UK threatens tech execs with jail time if they fail to meet online safety standards


The UK has outlined new legislation that could see top managers at tech companies sent to jail if they fail to meet the demands of regulators. The rules are part of the government’s mammoth Online Safety Bill, a new draft of which was introduced to Parliament today — a major milestone to the bill becoming law.

Tech execs could be jailed if they fail to respond to requests for information from newly-empowered regulator Ofcom “in an accurate and timely manner,” according to the bill. The latest draft stipulates that senior managers will be liable for criminal prosecution just two months after the bill becomes law (instead of two years, as previously outlined).

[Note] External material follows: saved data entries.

PR #1456, opened 2024-03-09
Registered Structured Syntax Suffix

selfissued:
This registers the structured suffix `+ld+json` so that the registrations of the media types `application/vc+ld+json` and `application/vp+ld+json` can proceed.

### DIFF
--- a/index.html
+++ b/index.html
@@ -7182,6 +7182,9 @@ This section will be submitted to the Internet Engineering Steering Group (IESG)
 for review, approval, and registration with IANA.
       </p>
 
+      <section>
+      <h2>Media Types</h2>
+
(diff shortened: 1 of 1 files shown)


OR13:
It's already been requested to be registered here:

https://w3c.github.io/json-ld-syntax/#structured-extension-ld-json

It's blocked pending the multiple suffixes draft, as are all media types including multiple plus signs.

msporny (changes requested):
As @OR13 noted, we don't need this PR since it's already been integrated into the JSON-LD specification.

selfissued:
This is unnecessary, since it's done elsewhere, as noted above.

PR #1458, opened 2024-03-13
(Editorial) Created a new version for several diagrams 

iherman:
I have re-created the older diagrams with two goals in mind:

- Have some consistency in the "visual language" of the older and newer diagrams (@davidlehn, this was one of your remarks in an older PR)
- All diagrams are now (I hope) dark-mode ready

What dark-mode readiness means:
- Diagrams have a transparent background
- The interior of the various figures (ellipses, rectangles, etc.) are "no-fill", i.e., they are all transparent
- Be careful about colors, because dark mode may mean transforming them into other colors

I have made _no_ change on the diagrams' content. Please, if you review this PR, do _not_ ask here to make a content change on the diagrams; raise a separate issue and I will be happy to take care of it in a separate PR.

All diagrams, except one, are edited using the drawio format. The PR includes both the drawio and the SVG files.

The default preview is useless, because it does not perform the include action. Use the [dedicated preview](https://raw.githack.com/w3c/vc-data-model/iherman-diagrams-for-dark-mode/index.html) for review.

***
<a href="https://pr-preview.s3.amazonaws.com/w3c/vc-data-model/pull/1458.html" title="Last updated on Mar 13, 2024, 11:00 AM UTC (97ba9f0)">Preview</a> | <a href="https://pr-preview.s3.amazonaws.com/w3c/vc-data-model/1458/d41c9af...97ba9f0.html" title="Last updated on Mar 13, 2024, 11:00 AM UTC (97ba9f0)">Diff</a>

### DIFF
--- a/diagrams/claim-example.svg
+++ b/diagrams/claim-example.svg
@@ -1,29 +1,52 @@
-<svg version="1.1" fill="none" viewBox="0 0 300 50"
-    xmlns="http://www.w3.org/2000/svg">
-    <title>A simple example claim</title>
-    <desc>
-A subject, called "Pat", has a property "alumniOf", with the value "Example
-University". The claim expressed is that Pat attended the famous "Example U".
-    </desc>
-    <defs>
-      <style><![CDATA[
-          rect, ellipse {stroke-width: 1;stroke: #000}
-          .literal {font-family: serif}
-          line {stroke: #000;stroke-width: 2;marker-end: url(#arrow)}
-          text {fill: #000;font-size: 10px;font-family: sans-serif}
-          #background {stroke: none;fill: #fff;width:100%;height:100%}
-      ]]></style>
-        <marker id="arrow" viewBox="0 0 6 4" refX="4" refY="2" fill="#000"
-            markerWidth="6" markerHeight="4" orient="auto">
-            <path d="M0 0v4l6 -2z" />
-        </marker>
-    </defs>
-    <rect id="background"/>
-
-    <ellipse fill="#acf" rx="44" ry="20" cx="60" cy="25" />
-    <text x="40" y="24" transform="scale(1.25)">Pat</text>
-    <line x1="105" y1="25" x2="180" y2="25" />
-    <text x="110" y="20">alumniOf</text>
-    <rect x="185" y="15" width="110" height="25" fill="#fe9" />
-    <text class="literal" x="200" y="30">Example University</text>
+<svg xmlns="http://www.w3.org/2000/svg" viewBox="-0.5 -0.5 612 82">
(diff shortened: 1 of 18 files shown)


dlongley (approved):
I looked at the dedicated preview at all of the diagrams in the spec and they all looked good to me from a dark mode perspective. Thanks!

decentralgabe (approved):

longpd (approved):

diagrams/claim.svg
davidlehn, line 1: Was this generated differently?  It has hardcoded width/height and is not indented like the other svgs.

diagrams/zkp-cred-pres.svg
davidlehn, line 1: The text is really close the lines.  Could use some padding.

diagrams/claim-example.svg
davidlehn, line 1: Some of the hand edited (?) SVGs had `title` and `desc` markup.  Good for accessibility I assume.  Does the new tooling have the ability to add such things?  Since this text is already written, would be nice to use it.  The spec markup uses `alt` and `figcaption`, which might be enough in any case.

diagrams/ecosystem.svg
davidlehn, line 1: - Center content and/or shrink the bounding box.  It's offset right and shows up that way in the rendered doc too.  (Note the old version looks offset to the left.)
- Please align the big arrows "Issue Credentials" and "Send Presentation".  The "Send" one is visibly lower.
- The center "Register Identifiers"/"and use Schemas" doesn't have the same font wrapper.  It inherits 16px vs the outside two that are set at 17px.  (Apparently I can notice a 1px font difference, and checked the SVG.)

diagrams/claim-example.svg
iherman: None of the files are hand edited, except for the privacy-spectrum one (that was the only one that, with just a manual change removing the background, was dark-mode ready). Unfortunately (to my spite) the tool does not create any metadata in the svg files. It could be added manually, but that does not scale, so I am forced to leave this as is...

diagrams/ecosystem.svg
iherman: You do have eagle eyes:-) Yes, it was 16px instead of 17px. Changed. The other two issues, too.

diagrams/zkp-cred-pres.svg
iherman: It turned out that there is an error in the svg formatting/processing script I use (called svgo) and the spaces put at the beginning of a text were swallowed. The problem was not only the missing padding, but there was a minimal structure, through indentation, in the original image. I have changed the way those textual contents are created and it should be o.k. now.

msporny (approved):

msporny:
Editorial, multiple positive reviews, all changes that can be made have been made, no objections, merging.

PR #1470, opened 2024-04-02
Update ecosystem.svg (fix Holder's verb tense)

TallTed:


decentralgabe (approved):

iherman:
> Direct SVG updates will be lost when the source .drawio file is updated. See https://github.com/w3c/vc-data-model/blob/main/diagrams/README.md. In this case perhaps you can get away with updating the string direct in the .drawio file too.

In general, that is true. In this case, the best is to change _both_ the drawio and the svg files. (In theory, a script is run against the generated SVG to remove unnecessary size attributes in the SVG element and format the file; see also the readme. For a single letter change it should be all right to hack both files.)

iherman (approved):

TallTed:
Thanks, @davidlehn. I've patched the `.drawio` to match the patched SVG.

dlongley (approved):

brentzundel (approved):

msporny (approved):

msporny:

Issue #1285, opened 2023-09-17
Pre-CR review from Jeffrey Yasskin


msporny:
This is a review submitted by @jyasskin on the VCDM v2.0:

---------

[kristina] Chairs are in the process of breaking up this issue into smaller issues. we are putting [kristina]/[brent] to the action items we plan to do/already took. these notes will be removed from this issue comment and be opened as a separate issue summarizing all the changes, but for now this is easier to track progress - thanks for understanding.

---------

Hi all,

Brent asked me to look over the VC spec before it gets to CR, so I used a chunk of my flight to do that. I found one maybe-serious issue and a big pile of minor issues and nitpicks. Apologies if I left an issue in here that I figured out later in my read of the document.

General

[Important] Where is the algorithm that a verifier is supposed to run in order to check that the claims in a VC have been vouched by an issuer it trusts?

-> [kristina] will elaborate why one algorithm cannot be defined.

Are "attribute" and "property" synonyms? Probably align on just one of the terms, or clarify the difference.

-> [kristina] same. need post-CR to unify to one.

There are lots of definitions of properties, but very few statements that say which properties may or must appear on Verifiable Credentials. Did I miss a section for that? 4.11 Presentations does it for Verifiable Presentations.

-> [kristina] each section already say what is required or not. can change the language to make it clearer, but not sure it is necessary..

1.2 Ecosystem Overview

It's unfortunate that the different efforts in this space use different terminology. E.g. the verifier would probably be called the "relying party" in an OAuth or FedCM context. An issuer might be an "attester" in a privacy pass context. Would it be possible to mention those translations in this section next to the synonyms that are used in this document? I see that they're defined in 2 Terminology, but I think this might all be clearer if the definitions were in the sections where they naturally appear instead of being duplicated into a single Terminology section.

-> [kristina] Issue opened

1.3 Use Cases and Requirements

As this section is non-normative, it's best to avoid using the normative keywords like "Issuers revoking verifiable credentials should distinguish…" even if those keywords are kept lowercase so that RFC8174 says they don't have their normative meanings. Alternatively, you could move these statements to a section of conformance requirements for issuers (or their other subjects).

-> [kristina] Issue opened

1.4 Conformance

[...]

PR #1484, opened 2024-05-05
Rework content integrity section based on @jyasskin's feedback.

msporny:
This PR is an attempt to partially address issue #1348 by reworking the content integrity section in the specification based on feedback from @jyasskin. 

NOTE: It contains content that was objected to by @selfissued in PR #1464 and is, thus, not mergeable in its current state. This PR will be used to drive the discussion and come to consensus on what can be merged by consensus of the group.

Specifically:

#### 5.4 Integrity of Related Resources

- [x] Editorial clean-up and simplification of normative statements to match other sections. Fixed in b3ac23cafe92eb92980b8c2d4612d0cdd9908b96 and e0c09880ba284d9da44d23b5c151fdf4bf113f7b and re-applied in 692947e2febafad5b5e9ae55bf181d5ab02e245d.

***
<a href="https://pr-preview.s3.amazonaws.com/w3c/vc-data-model/pull/1484.html" title="Last updated on May 27, 2024, 6:57 PM UTC (cc8b0e3)">Preview</a> | <a href="https://pr-preview.s3.amazonaws.com/w3c/vc-data-model/1484/b11eec7...cc8b0e3.html" title="Last updated on May 27, 2024, 6:57 PM UTC (cc8b0e3)">Diff</a>

### DIFF
--- a/index.html
+++ b/index.html
@@ -3180,16 +3180,10 @@ IANA Media Types</a> registry.
 One or more cryptographic digests, as defined in [[[SRI]]].
                   </td>
                 </tr>
-                <tr>
-                  <td>`digestMultibase`</td>
-                  <td>
-One or more cryptographic digests, as defined in [[[VC-DATA-INTEGRITY]]].
-                  </td>
-                </tr>
               </tbody>
             </table>
 Each object associated with `relatedResource` MUST contain at least a
-`digestSRI` or `digestMultibase` value.
+`digestSRI` value.
           </dd>
         </dl>
 
@@ -3217,7 +3211,7 @@ media type.
         <p>
 Any object in the [=verifiable credential=] that contains an `id`
 property MAY be annotated with integrity information by adding the
-`digestSRI` or `digestMultibase` and `mediaType` properties.
+`digestSRI` and `mediaType` properties.
         </p>
 
         <p>
@@ -3273,18 +3267,6 @@ An example of an object in a `credentialSubject` that is refering to an
 integrity protected image.
         </p>
 
-        <pre class="example nohighlight"
-          title="An integrity-protected image that is associated with a credentialSubject">
-"credentialSubject": {
-  "id": "did:example:ebfeb1f712ebc6f1c276e12ec21",
-  "image": {
-    "id": "https://university.example.org/images/58473",
-    "mediaType": "application/svg+xml",
-    "digestMultibase": "zQmdfTbBqBPQ7VNxZEYEj14VmRuZBkqFbiwReogJgS1zR1n"
-  },
-  ...
-}
-        </pre>
       </section>
 
       <section>
--- a/index.html
+++ b/index.html
@@ -3193,7 +3193,7 @@ Each object associated with `relatedResource` MUST contain at least a
           </dd>
         </dl>
 
-        <p class="issue" title="Unification of cryptographic hash expression formats are under discussion">
+        <p class="issue" data-number="1489">
 The Working Group is currently attempting to determine whether cryptographic hash
 expression formats can be unified across all of the VCWG core specifications.
 Candidates for this mechanism include `digestSRI` and `digestMultibase`. There
--- a/index.html
+++ b/index.html
@@ -3265,11 +3265,6 @@ An example of a related resource integrity object referencing JSON-LD contexts.
 }]
         </pre>
 
-        <p>
-An example of an object in a `credentialSubject` that is refering to an
-integrity protected image.
-        </p>
-
       </section>
 
       <section>
--- a/index.html
+++ b/index.html
@@ -3127,16 +3127,16 @@ interoperability.
         <h2>Integrity of Related Resources</h2>
         <p>
 When including a link to an external resource in a [=verifiable credential=], it
-is desirable to know whether the resource has been modified after the
+is desirable to know whether the resource has been modified since the
 [=verifiable credential=] was issued. This applies to cases where there is an
 external resource that is remotely retrieved, as well as to cases where the
-[=issuer=] and/or [=verifier=] might have local cached copies of a resource. It
-is also desirable to know that the contents of the JSON-LD context(s) used in
-the [=verifiable credential=] are the same when used by both the [=issuer=] and
-[=verifier=].
+[=issuer=] and/or [=verifier=] might have locally cached copies of a resource.
+It is also desirable to know that the contents of the JSON-LD context(s) used
+in the [=verifiable credential=] are the same when used by the [=verifier=] as
+they were when used by the [=issuer=].
         </p>
 
-        <p class="issue" title="Mandatory listing of contexts in relatedResouce are under debate.">
+        <p class="issue" title="Mandatory listing of contexts in `relatedResource` is under debate.">
 The requirement that contexts be listed in `relatedResource` is currently being
 debated in the VCWG. This requirement might be removed in future iterations of
 the specification.
@@ -3244,7 +3244,11 @@ implementers.
         <p class="issue">
 The working group is discussing if we will adopt more aspects of subresource
 integrity as defined in [[SRI]] is adopted into the [[JSON-LD11]] specification as
-noted in that specifications <a href="https://www.w3.org/TR/json-ld11/#security">
+noted in that specifications <a href="https://www.w3.org/TR/json-ld11/#security"> 
+current security considerations</a> of that specification, the
+approach described in this section can serve as an additional check towards
+ensuring that a cached context used when issuing
+a [=verifiable credential=] matches the remote resource.
 current security considerations</a> of that specification, the
 approach described in this section can serve as an additional check towards
 ensuring that a cached context used when issuing
--- a/index.html
+++ b/index.html
@@ -3202,7 +3202,7 @@ are arguments for and against unification that the WG is currently debating.
 
         <p>
 If a `mediaType` is listed, implementations that retrieve the resource
-using [[[?RFC9110]]] SHOULD:
+identified by the `id` property using [[[?RFC9110]]] SHOULD:
         </p>
         <ul>
           <li>
@@ -3244,7 +3244,7 @@ implementers.
         <p class="issue">
 The working group is discussing if we will adopt more aspects of subresource
 integrity as defined in [[SRI]] is adopted into the [[JSON-LD11]] specification as
-noted in that specifications <a href="https://www.w3.org/TR/json-ld11/#security"> 
+noted in that specifications <a href="https://www.w3.org/TR/json-ld11/#security">
 current security considerations</a> of that specification, the
 approach described in this section can serve as an additional check towards
 ensuring that a cached context used when issuing
--- a/index.html
+++ b/index.html
@@ -3150,8 +3150,8 @@ To extend integrity protection to a related resource, an [=issuer=] of a
         <dl>
           <dt id="defn-relatedResource">relatedResource</dt>
           <dd>
-The value of the `relatedResource` property MUST be associated with one or
-more objects of the following form:
+The value of the `relatedResource` property MUST be one or more objects of the
+following form:
             <table class="simple">
               <thead>
                 <th>Property</th>
--- a/index.html
+++ b/index.html
@@ -3177,7 +3177,10 @@ IANA Media Types</a> registry.
                 <tr>
                   <td>`digestSRI`</td>
                   <td>
-One or more cryptographic digests, as defined in [[[SRI]]].
+One or more cryptographic digests, as defined by the `hash-expression` ABNF
+grammar defined in the [[[SRI]]] specification,
+<a data-cite="SRI#the-integrity-attribute">Section 3.5: The `integrity`
+attribute</a>.
                   </td>
                 </tr>
               </tbody>
--- a/index.html
+++ b/index.html
@@ -3209,7 +3209,8 @@ identified by the `id` property using [[[?RFC9110]]] SHOULD:
 use the media type in the `Accept` HTTP Header, and
           </li>
           <li>
-use the media type in the `Content-Type` HTTP Header.
+reject the response if it includes a `Content-Type` HTTP Header with a different
+media type.
           </li>
         </ul>
 
--- a/index.html
+++ b/index.html
@@ -3177,13 +3177,13 @@ IANA Media Types</a> registry.
                 <tr>
                   <td>`digestSRI`</td>
                   <td>
-A cryptographic digest, as defined in [[[SRI]]].
+One or more cryptographic digests, as defined in [[[SRI]]].
                   </td>
                 </tr>
                 <tr>
                   <td>`digestMultibase`</td>
                   <td>
-A cryptographic digest, as defined in [[[VC-DATA-INTEGRITY]]].
+One or more cryptographic digests, as defined in [[[VC-DATA-INTEGRITY]]].
                   </td>
                 </tr>
               </tbody>
--- a/index.html
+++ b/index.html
PR #1491, opened 2024-05-31
update json schemas

### LINKED ISSUE #1486: Inconsistency between spec and schema
As per schema https://github.com/w3c/vc-data-model/blob/0e6d623d15fb6a3ffadf1249580b5ba55d7894e4/schema/verifiable-credential/verifiable-credential-schema.json#L210C6-L225, `credentialSchema` does not allow an array. It differs from other fields   such as `refreshService` or `termsOfUse` where both an array or object are allowed.

> ```
>     "credentialSchema": {
>       "type": "object",
>       "properties": {
>         "id": {
>           "type": "string"
>         },
>         "type": {
>           "$ref": "#/$defs/type"
>         }
>       },
>       "required": [
>         "id",
>         "type"
>       ],
>       "additionalProperties": true
>     },
> ```

However as per the spec in [example 22](https://www.w3.org/TR/vc-data-model-2.0/#example-usage-of-the-credentialschema-property-to-perform-json-schema-validation) and https://www.w3.org/TR/vc-data-model-2.0/#data-schemas it states

> The value of the credentialSchema [property](https://www.w3.org/TR/vc-data-model-2.0/#dfn-property) MUST be one or more data schemas...

Please clarify which is correct, the `schema.json` or the written document.

decentralgabe:
Fix #1486 

- support arrays for credential status, credential schema, evidence
- fix bug in representing type (can be a single value or an array)
- added regex for xml date time


schema/verifiable-credential/verifiable-credential-schema.json
```diff
@@ -172,7 +212,12 @@
       ]
     },
     "validFrom": {
-      "type": "string"
+      "type": "string",
+      "pattern": ".*(Z|(\\+|-)[0-9][0-9]:[0-9][0-9])"
+    },
+    "validUntil": {
+      "type": "string",
+      "pattern": ".*(Z|(\\+|-)[0-9][0-9]:[0-9][0-9])"
```
iherman, line 220: Are we sure about this regex? Valid from/until are supposed to be dates, and these only seem to restrict the time part. Why not using a regex for the full xsd datatype?

schema/verifiable-presentation/verifiable-presentation-schema.json
```diff
@@ -56,7 +53,8 @@
           ]
         },
         "created": {
-          "type": "string"
+          "type": "string",
+          "pattern": ".*(Z|(\\+|-)[0-9][0-9]:[0-9][0-9])"
```
iherman, line 57: Just marking with the same comment as above

schema/verifiable-credential/verifiable-credential-schema.json
msporny: IIUC, these regexes are incorrect. The correct regex can be found here:

https://www.w3.org/TR/vc-data-model-2.0/#example-regular-expression-to-detect-a-valid-xml-schema-1-1-part-2-datetimestamp

schema/verifiable-presentation/verifiable-presentation-schema.json
msporny: Same issue, use the regex here instead:

https://www.w3.org/TR/vc-data-model-2.0/#example-regular-expression-to-detect-a-valid-xml-schema-1-1-part-2-datetimestamp

msporny (changes requested):
Regexes for XMLDatetimeStamp are incorrect. Otherwise, LGTM.

dlongley (approved):
Approving assuming the regexes will be updated as suggested.

decentralgabe:
thanks @iherman @msporny updated the regex!

iherman (approved):

msporny (approved):

TallTed (approved):

decentralgabe:
changes addressed; opened over a week; editorial approval; merging!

New offenses have also been added, including suppressing, destroying, or altering information requested for investigations. Ofcom also has the power to fine companies who fail to comply with the regulations up to 10 percent of their global turnover or to block access to their services in the UK.

Ben Packer, a partner at law firm Linklaters, told The Verge that the new offenses for tech managers focused on denying or distorting information — and that this was a narrower remit than suggested by earlier recommendations. “Though tech companies will still be concerned about the breadth and reach of the ‘information offenses,’ there will be relief that the government is not proposing to ask tech companies to nominate a fall guy to be criminally liable for corporate failures to comply with the safety duties,” said Packer.

Investigations led by Ofcom will be tackling the broad range of offenses outlined in the Online Safety Bill. These measures include:

  • Age checks for all major sites that host pornography. This would likely include not only dedicated porn sites but social platforms that host adult content, like Reddit and Twitter.
  • Social media companies and search engines must prevent paid-for scam adverts from appearing on their platforms. If alerted about these adverts they should remove them swiftly.
  • Cyberflashing — the sending of unsolicited sexual images through dating apps, social media, or via AirDrop or Bluetooth — will become a criminal offense punishable by up to two years in prison. This is the same maximum sentence for indecent exposure.
  • Content that is “legal but harmful” must be moderated effectively on social media. This is content that does not constitute a criminal offense (like racist or abusive language) but that could cause “adverse physical or psychological impact.” Tech companies will be expected to introduce new measures to reduce users’ exposure to this content.

Although the Online Safety Bill has been trumpeted by the UK’s Conservative government as the most forward-thinking legislation for reducing online harm, it’s been heavily criticized by digital rights and advocacy groups. Many experts say the bill deploys vague language (such as “legal but harmful”) which will make enforcement a problem, and may encourage tech companies to preemptively censor users in order to avoid prosecution.

Jim Killock, executive director of the UK’s Open Rights Group, said the legislation also gives politicians too much power to describe what constitutes harmful content without due scrutiny. “It would mean state-sanctioned censorship of legal content,” said Killock.

Some UK lawmakers involved in drafting the legislation have been criticized for a lack of expertise. Conservative politician Nadine Dorries, who is spearheading the project, has come under particular scrutiny. A recent report in Politico claimed that, in a meeting with Microsoft, Dorries asked when the tech giant was going to get rid of its algorithms.